> **Stored data**:
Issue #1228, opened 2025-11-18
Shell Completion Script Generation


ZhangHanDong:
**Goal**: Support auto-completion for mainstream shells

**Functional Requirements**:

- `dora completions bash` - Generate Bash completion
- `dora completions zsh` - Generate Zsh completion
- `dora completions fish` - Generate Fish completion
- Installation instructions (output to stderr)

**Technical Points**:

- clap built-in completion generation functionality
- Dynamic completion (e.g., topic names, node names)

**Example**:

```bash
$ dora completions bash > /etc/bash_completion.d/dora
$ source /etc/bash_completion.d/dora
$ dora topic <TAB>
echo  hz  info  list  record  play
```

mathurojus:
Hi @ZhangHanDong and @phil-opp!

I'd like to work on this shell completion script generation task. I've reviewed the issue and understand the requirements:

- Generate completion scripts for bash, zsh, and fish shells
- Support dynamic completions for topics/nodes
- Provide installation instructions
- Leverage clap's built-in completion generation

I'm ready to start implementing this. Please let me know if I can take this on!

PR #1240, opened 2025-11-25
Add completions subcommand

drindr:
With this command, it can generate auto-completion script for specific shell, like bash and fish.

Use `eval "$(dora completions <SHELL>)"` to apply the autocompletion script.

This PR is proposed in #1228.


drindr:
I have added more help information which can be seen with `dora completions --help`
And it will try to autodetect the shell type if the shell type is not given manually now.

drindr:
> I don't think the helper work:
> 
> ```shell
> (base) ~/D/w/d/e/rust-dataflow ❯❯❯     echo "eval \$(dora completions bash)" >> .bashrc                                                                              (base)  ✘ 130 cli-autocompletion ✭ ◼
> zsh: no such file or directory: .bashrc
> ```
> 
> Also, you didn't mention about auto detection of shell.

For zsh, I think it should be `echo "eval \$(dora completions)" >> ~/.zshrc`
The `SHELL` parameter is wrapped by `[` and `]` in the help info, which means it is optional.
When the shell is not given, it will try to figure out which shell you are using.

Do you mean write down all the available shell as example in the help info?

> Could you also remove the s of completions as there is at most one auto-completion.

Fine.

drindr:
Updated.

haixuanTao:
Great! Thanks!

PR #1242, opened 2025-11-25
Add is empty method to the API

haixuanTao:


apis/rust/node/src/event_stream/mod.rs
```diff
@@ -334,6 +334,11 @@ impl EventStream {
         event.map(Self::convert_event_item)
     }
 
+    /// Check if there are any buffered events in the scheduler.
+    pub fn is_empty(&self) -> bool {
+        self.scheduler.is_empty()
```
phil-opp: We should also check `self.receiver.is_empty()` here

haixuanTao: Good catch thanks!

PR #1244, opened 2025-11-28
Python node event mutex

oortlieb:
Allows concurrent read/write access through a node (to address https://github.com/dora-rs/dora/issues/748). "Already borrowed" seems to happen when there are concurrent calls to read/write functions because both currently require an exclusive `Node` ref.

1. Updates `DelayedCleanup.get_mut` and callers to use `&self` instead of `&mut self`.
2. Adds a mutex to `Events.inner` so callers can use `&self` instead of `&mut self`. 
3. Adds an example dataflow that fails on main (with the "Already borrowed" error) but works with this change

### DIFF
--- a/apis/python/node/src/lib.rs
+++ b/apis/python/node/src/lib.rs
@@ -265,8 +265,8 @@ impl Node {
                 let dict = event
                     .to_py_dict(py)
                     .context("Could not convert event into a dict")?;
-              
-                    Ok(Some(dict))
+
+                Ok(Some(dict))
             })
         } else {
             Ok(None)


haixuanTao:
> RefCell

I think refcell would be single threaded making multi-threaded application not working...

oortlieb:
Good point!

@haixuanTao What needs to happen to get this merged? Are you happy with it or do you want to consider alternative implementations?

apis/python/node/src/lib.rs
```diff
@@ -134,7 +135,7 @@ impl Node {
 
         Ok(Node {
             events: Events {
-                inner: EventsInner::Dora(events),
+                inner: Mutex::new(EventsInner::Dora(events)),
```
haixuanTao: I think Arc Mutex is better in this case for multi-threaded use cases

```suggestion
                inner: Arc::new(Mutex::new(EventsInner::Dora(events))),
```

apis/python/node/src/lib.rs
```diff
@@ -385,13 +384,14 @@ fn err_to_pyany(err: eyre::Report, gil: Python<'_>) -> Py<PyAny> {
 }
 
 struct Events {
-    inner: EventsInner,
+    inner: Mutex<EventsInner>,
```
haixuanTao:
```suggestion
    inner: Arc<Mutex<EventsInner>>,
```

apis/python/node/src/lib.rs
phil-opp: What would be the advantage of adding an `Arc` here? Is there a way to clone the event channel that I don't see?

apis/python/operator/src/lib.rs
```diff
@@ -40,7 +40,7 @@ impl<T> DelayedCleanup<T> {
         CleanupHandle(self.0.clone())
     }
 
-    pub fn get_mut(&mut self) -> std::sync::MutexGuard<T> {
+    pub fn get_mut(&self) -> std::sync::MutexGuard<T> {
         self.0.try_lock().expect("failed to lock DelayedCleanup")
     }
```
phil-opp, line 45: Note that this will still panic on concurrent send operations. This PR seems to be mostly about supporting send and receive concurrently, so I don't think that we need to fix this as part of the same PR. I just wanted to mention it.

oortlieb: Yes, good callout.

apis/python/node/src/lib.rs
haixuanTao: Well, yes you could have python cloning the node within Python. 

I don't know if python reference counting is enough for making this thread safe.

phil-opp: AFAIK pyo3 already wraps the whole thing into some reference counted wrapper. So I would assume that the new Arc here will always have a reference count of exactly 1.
--
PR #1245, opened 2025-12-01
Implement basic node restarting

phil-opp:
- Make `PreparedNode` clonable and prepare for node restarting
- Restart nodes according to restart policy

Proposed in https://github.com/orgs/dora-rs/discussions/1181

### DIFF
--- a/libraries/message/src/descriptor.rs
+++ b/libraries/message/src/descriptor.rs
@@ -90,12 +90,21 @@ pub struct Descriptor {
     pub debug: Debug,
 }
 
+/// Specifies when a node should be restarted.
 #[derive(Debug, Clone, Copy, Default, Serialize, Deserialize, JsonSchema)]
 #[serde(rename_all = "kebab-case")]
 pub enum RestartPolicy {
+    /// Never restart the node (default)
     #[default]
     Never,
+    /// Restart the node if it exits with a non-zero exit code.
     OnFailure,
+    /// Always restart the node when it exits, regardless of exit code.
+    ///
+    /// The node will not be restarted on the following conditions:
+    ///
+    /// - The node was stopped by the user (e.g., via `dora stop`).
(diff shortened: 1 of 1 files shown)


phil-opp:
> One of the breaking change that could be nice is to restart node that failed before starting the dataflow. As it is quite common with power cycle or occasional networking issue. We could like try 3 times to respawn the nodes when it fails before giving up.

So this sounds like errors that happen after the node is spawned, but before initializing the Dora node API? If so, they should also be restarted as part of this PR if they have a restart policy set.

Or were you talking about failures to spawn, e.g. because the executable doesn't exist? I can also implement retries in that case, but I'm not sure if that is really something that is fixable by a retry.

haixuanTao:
...
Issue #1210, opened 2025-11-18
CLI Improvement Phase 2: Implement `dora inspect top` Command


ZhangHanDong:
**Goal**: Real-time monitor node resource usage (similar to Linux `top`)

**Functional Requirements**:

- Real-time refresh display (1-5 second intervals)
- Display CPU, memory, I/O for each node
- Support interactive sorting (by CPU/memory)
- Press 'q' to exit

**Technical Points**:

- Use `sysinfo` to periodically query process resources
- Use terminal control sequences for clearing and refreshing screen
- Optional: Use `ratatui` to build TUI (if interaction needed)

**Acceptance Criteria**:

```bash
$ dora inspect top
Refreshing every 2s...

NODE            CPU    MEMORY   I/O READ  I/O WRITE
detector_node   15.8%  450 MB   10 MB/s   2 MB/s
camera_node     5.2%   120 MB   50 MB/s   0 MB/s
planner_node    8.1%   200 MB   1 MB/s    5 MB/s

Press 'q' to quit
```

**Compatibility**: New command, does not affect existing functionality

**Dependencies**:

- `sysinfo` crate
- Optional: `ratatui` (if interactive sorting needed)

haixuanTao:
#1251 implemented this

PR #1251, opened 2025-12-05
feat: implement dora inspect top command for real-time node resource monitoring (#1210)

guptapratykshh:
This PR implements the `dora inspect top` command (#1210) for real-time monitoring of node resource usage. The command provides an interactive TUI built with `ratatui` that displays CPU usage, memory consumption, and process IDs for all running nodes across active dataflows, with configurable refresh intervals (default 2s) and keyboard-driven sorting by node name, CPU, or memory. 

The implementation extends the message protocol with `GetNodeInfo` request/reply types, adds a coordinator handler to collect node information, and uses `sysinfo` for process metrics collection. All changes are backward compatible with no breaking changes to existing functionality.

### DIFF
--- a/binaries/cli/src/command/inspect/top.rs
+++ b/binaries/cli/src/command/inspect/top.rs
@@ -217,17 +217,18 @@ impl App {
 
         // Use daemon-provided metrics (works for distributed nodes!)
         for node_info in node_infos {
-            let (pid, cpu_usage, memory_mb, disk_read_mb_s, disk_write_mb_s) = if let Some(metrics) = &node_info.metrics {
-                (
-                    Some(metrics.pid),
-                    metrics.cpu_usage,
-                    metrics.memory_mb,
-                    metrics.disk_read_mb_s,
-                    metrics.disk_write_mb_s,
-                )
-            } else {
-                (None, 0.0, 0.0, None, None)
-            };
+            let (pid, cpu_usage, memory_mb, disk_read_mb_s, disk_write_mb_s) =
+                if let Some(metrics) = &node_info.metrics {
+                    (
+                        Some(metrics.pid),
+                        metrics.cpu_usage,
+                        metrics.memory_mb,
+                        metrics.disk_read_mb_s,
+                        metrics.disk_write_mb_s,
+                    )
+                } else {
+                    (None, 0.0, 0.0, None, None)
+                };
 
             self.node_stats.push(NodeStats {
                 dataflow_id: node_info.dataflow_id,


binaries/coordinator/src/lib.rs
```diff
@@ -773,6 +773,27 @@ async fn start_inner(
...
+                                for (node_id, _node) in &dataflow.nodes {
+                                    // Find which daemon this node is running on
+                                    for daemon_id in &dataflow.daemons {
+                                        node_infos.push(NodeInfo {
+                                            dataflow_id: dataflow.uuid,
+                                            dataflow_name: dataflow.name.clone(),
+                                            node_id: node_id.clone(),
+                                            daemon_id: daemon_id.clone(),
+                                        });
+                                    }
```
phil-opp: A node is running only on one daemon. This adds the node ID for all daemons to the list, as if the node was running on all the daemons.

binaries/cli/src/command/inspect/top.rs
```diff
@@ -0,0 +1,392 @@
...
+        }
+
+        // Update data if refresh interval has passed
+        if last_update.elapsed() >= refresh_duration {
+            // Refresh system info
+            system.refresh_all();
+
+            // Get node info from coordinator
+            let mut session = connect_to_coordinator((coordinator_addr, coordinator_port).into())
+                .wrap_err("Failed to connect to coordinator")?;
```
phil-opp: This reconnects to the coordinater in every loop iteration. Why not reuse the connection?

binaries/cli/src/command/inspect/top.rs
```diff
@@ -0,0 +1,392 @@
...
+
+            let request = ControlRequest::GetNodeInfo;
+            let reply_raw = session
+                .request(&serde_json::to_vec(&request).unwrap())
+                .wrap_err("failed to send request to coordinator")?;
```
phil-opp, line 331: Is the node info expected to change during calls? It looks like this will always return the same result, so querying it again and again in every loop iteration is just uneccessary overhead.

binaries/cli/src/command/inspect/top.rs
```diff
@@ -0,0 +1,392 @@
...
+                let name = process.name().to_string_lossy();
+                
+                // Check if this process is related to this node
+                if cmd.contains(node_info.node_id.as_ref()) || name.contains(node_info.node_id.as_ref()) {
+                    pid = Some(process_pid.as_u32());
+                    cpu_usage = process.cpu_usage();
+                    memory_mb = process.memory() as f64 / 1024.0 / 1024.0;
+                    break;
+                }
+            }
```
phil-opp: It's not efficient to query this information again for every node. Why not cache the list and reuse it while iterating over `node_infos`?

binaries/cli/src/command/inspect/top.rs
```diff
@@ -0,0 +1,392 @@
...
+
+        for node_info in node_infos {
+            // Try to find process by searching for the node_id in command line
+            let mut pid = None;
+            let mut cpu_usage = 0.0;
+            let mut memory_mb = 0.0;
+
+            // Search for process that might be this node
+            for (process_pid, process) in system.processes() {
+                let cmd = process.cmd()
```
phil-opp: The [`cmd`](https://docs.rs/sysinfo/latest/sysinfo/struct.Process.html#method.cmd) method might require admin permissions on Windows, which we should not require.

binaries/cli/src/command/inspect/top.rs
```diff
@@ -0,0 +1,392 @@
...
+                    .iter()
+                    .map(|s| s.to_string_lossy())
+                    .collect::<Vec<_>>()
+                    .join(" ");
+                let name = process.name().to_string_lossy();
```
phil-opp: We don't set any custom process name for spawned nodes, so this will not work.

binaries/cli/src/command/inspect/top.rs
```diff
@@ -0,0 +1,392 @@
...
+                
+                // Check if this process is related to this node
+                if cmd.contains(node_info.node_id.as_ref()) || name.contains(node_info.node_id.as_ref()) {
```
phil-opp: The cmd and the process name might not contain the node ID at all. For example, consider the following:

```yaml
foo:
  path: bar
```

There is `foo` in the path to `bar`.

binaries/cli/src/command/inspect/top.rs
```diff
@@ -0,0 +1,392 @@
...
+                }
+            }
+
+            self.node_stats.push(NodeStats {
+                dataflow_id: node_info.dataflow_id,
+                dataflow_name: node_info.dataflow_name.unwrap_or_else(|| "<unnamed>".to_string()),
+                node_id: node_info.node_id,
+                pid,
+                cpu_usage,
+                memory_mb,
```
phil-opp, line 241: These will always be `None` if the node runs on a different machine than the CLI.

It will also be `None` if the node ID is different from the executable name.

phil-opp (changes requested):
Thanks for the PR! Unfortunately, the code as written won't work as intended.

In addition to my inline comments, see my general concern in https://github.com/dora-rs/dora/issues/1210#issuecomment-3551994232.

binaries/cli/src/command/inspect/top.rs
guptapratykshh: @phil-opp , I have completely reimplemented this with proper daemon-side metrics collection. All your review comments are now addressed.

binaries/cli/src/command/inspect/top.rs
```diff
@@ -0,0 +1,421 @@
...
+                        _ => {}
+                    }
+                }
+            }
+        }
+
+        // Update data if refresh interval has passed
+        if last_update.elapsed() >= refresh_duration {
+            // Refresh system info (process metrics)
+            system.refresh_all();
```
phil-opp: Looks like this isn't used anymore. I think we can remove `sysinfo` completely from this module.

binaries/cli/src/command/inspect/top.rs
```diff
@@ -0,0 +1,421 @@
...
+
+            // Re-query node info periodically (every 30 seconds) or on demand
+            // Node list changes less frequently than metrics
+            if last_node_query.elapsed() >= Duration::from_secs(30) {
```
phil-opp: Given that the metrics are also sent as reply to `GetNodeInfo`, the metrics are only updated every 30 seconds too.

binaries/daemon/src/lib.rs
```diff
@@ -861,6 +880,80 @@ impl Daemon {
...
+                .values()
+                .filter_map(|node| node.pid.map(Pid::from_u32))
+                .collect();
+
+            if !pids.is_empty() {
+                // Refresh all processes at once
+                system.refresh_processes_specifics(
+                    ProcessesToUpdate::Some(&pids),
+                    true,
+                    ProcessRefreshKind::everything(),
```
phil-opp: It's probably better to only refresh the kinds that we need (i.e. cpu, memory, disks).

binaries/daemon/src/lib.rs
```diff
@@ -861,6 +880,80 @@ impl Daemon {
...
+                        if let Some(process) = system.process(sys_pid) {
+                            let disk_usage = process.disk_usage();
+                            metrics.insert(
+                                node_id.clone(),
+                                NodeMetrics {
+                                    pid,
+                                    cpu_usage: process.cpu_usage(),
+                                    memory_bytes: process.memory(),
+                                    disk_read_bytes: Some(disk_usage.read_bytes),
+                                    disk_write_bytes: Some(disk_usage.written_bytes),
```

> **WHAT YOU NEED TO DO**:
Only the number is needed here: how many lines of the records contain "sorting"?

> **WRITTEN SOLUTION**:
3